The dataset that was wrangled was from the tweet archive of Twitter user @dog_rates, also known as WeRateDogs. WeRateDogs is a Twitter account that rates people's dogs with a humorous comment about the dog. WeRateDogs has over 4 million followers and has received international media coverage. This report talks briefly about the steps taken to wrangle (gather, assess and clean) the dataset.

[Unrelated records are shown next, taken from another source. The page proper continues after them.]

PR #1203, opened 2023-07-06
Allow build on OS X pre 10.5

sevan:
Availability.h was introduced in 10.5 (Leopard)
Guard off the inclusion so that it is possible to build libpcap on older releases such as 10.4 (Tiger)

### DIFF
--- a/pcap/funcattrs.h
+++ b/pcap/funcattrs.h
@@ -181,7 +181,11 @@
  * I've never seen earlier releases.
  */
 #ifdef __APPLE__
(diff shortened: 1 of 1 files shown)


guyharris:
I removed the include of <Availability.h> entirely in ff91e1b1270d99cceab96eb851ea98510e9981d4 (with a comment fixup in bdfd4f4da1a2b4a21ca8fab718831259edb82d75); it's no longer needed as a hint to Apple.

PR #1209, opened 2023-07-26
MSDOS packet driver interface is no longer testable

mcr:
Anyone who really needs it can use a previous version


fxlb:
FYI:
$ git grep 'msdos/'         
```
.gitignore:/msdos/.depend.dj
.gitignore:/msdos/bin2c.exe
.gitignore:/msdos/pkt_rx1.lst
.gitignore:/msdos/pkt_stub.inc
INSTALL.md: msdos/*         - drivers for MS-DOS capture support
Makefile.in:    msdos/bin2c.c \
Makefile.in:    msdos/makefile \
Makefile.in:    msdos/makefile.dj \
Makefile.in:    msdos/makefile.wc \
Makefile.in:    msdos/pkt_rx0.asm \
Makefile.in:    msdos/pkt_rx1.s \
Makefile.in:    msdos/pktdrvr.c \
Makefile.in:    msdos/pktdrvr.h \
Makefile.in:    msdos/readme.dos \
pcap-dos.c:  #include "msdos/pm_drvr/pmdrvr.h"
pcap-dos.c:  #include "msdos/pm_drvr/pci.h"
pcap-dos.c:  #include "msdos/pm_drvr/bios32.h"
pcap-dos.c:  #include "msdos/pm_drvr/module.h"
pcap-dos.c:  #include "msdos/pm_drvr/3c501.h"
pcap-dos.c:  #include "msdos/pm_drvr/3c503.h"
pcap-dos.c:  #include "msdos/pm_drvr/3c509.h"
pcap-dos.c:  #include "msdos/pm_drvr/3c59x.h"
pcap-dos.c:  #include "msdos/pm_drvr/3c515.h"
pcap-dos.c:  #include "msdos/pm_drvr/3c90x.h"
pcap-dos.c:  #include "msdos/pm_drvr/3c575_cb.h"
pcap-dos.c:  #include "msdos/pm_drvr/ne.h"
pcap-dos.c:  #include "msdos/pm_drvr/wd.h"
pcap-dos.c:  #include "msdos/pm_drvr/accton.h"
pcap-dos.c:  #include "msdos/pm_drvr/cs89x0.h"
pcap-dos.c:  #include "msdos/pm_drvr/rtl8139.h"
pcap-dos.c:  #include "msdos/pm_drvr/ne2k-pci.h"
pcap-dos.c:#include "msdos/pktdrvr.h"
pcap-dos.c:#include "msdos/ndis2.h"
pcap-dos.c:#include "msdos/pm_drvr/ioport.h"
pcap-dos.c:#include "msdos/pm_drvr/dma.h"
pcap-dos.h:  #include "msdos/pm_drvr/lock.h"
```

mcr:
I have removed pcap-dos.c and INSTALL.md, but I left a note about when pcap-dos went away.
I did not touch config.guess and config.sub, because I think that they ultimate come from autoconf sources.

guyharris:
> I did not touch config.guess and config.sub, because I think that they ultimate come from autoconf sources.

Correct.

fxlb:
`removed in 2023, after libpcap 1.9`
Should be
`removed in 2023, after libpcap 1.10.4`

fxlb:
Remain:
```
.gitignore:64:/msdos/.depend.dj
.gitignore:65:/msdos/bin2c.exe
.gitignore:66:/msdos/pkt_rx1.lst
.gitignore:67:/msdos/pkt_stub.inc
```

fxlb:
Also:
```
gencode.c:46:#ifdef MSDOS
gencode.c-47-#include "pcap-dos.h"
gencode.c-48-#endif
```
```
pcap.c:74:#ifdef MSDOS
pcap.c-75-#include "pcap-dos.h"
pcap.c-76-#endif
```
and other stuff with MSDOS.

infrastation:
It is fine just to delete `pcap-dos.*` from `INSTALL.md`. I was going to update `README.md` here and possibly in tcpdump to have a complete list of OSes that were supported in the past.

mcr:
> Remain:
> 
> ```
> .gitignore:64:/msdos/.depend.dj
> .gitignore:65:/msdos/bin2c.exe
> .gitignore:66:/msdos/pkt_rx1.lst
> .gitignore:67:/msdos/pkt_stub.inc
> ```

I left them there on purpose, in case someone wants to patch stuff back, and gets confused about the generated files.
We can remove them too if they bother you.

mcr:
> and other stuff with `MSDOS`.

A bunch of stuff is !defined(MSDOS).  I feel kinda like we should leave it as documentation, but probably it should go.

mcr:
What about HAVE_PACKET32?
Can those checks be removed from pcap.c?

mcr:
> > and other stuff with `MSDOS`.
> 
> A bunch of stuff is !defined(MSDOS). I feel kinda like we should leave it as documentation, but probably it should go.

okay, I've pushed a third commit removing all of it.  Made a mistake on pcap-int.h but fixed that.
I will squash it all after review.

mcr:
> It is fine just to delete `pcap-dos.*` from `INSTALL.md`. I was going to update `README.md` here and possibly in tcpdump to have a complete list of OSes that were supported in the past.

when you update README.md, then delete that line please.
I'd like to leave it for posterity.

guyharris:
> What about HAVE_PACKET32?

That's testing for the packet32 library from WinPcap/Npcap

The one packet it's used is in deciding whether to use pcap.c's `pcap_lookupdev()`; the comment is:

```
 * pcap-npf.c has its own pcap_lookupdev(), for compatibility reasons, as
 * it actually returns the names of all interfaces, with a NUL separator  
 * between them; some callers may depend on that.
 * 
 * MS-DOS has its own pcap_lookupdev(), but that might be useful only
 * as an optimization.
 * 
 * In all other cases, we just use pcap_findalldevs() to get a list of  
 * devices, and pick from that list.
```

So it should still test `HAVE_PACKET32`.  If you're building on Windows and *don't* have packet32 (which really means "don't have the SDK"), that means you can't build (packet32/NPF-based) packet capture support, and can't compile packet-npf.c, so you need pcap.c's `pcap_lookupdev()`.

INSTALL.md
```diff
@@ -281,8 +280,7 @@ in `/usr/include/sys/dlpi.h`, and find the corresponding value.
 	pcap-dbus.c	    - D-Bus capture support
 	pcap-dbus.h	    - D-Bus capture support
 	pcap-dlpi.c	    - Data Link Provider Interface support
-	pcap-dos.c	    - MS-DOS capture support
-	pcap-dos.h	    - headers for MS-DOS capture support
+	pcap-dos.c	    - removed in 2023, after libpcap 1.10
```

The master dataset was looked through for insights. It was first realized that the maximum rating of dog was 1776/10 and the lowest rating being 2/10. 25% of the ratings were 10/10, 50% were 11/10 and 75% of ratings were 12/10. Also using histograms it was realized that tweet id, ratings, img_num, retweet_count and favorite count were all skewed to the left. But most importantly there were a lot of confidence in predition of breeds by the algorithm less than 0.1. This could mean that the algorithm needed more testing in order to predict right images. Lastly, a scatter plot was developed for retweet_count and favorite_count columns. We wanted to test if there was a relationship between the two. After plotting the scatter plot, it was realized that there was a positive relationship between retweet count and favorite count. Meaning that the more people retweeted tweets, the more people also liked the tweets.
A bar graph was plotted to discover the most popular rating. According to the graph, it could be concluded that 1.2 or 12/10 was the most popular rating. A lot more dogs were rated a 12/10 more than any other rating. The second most popular rating was 11/10 and the third was a 10/10.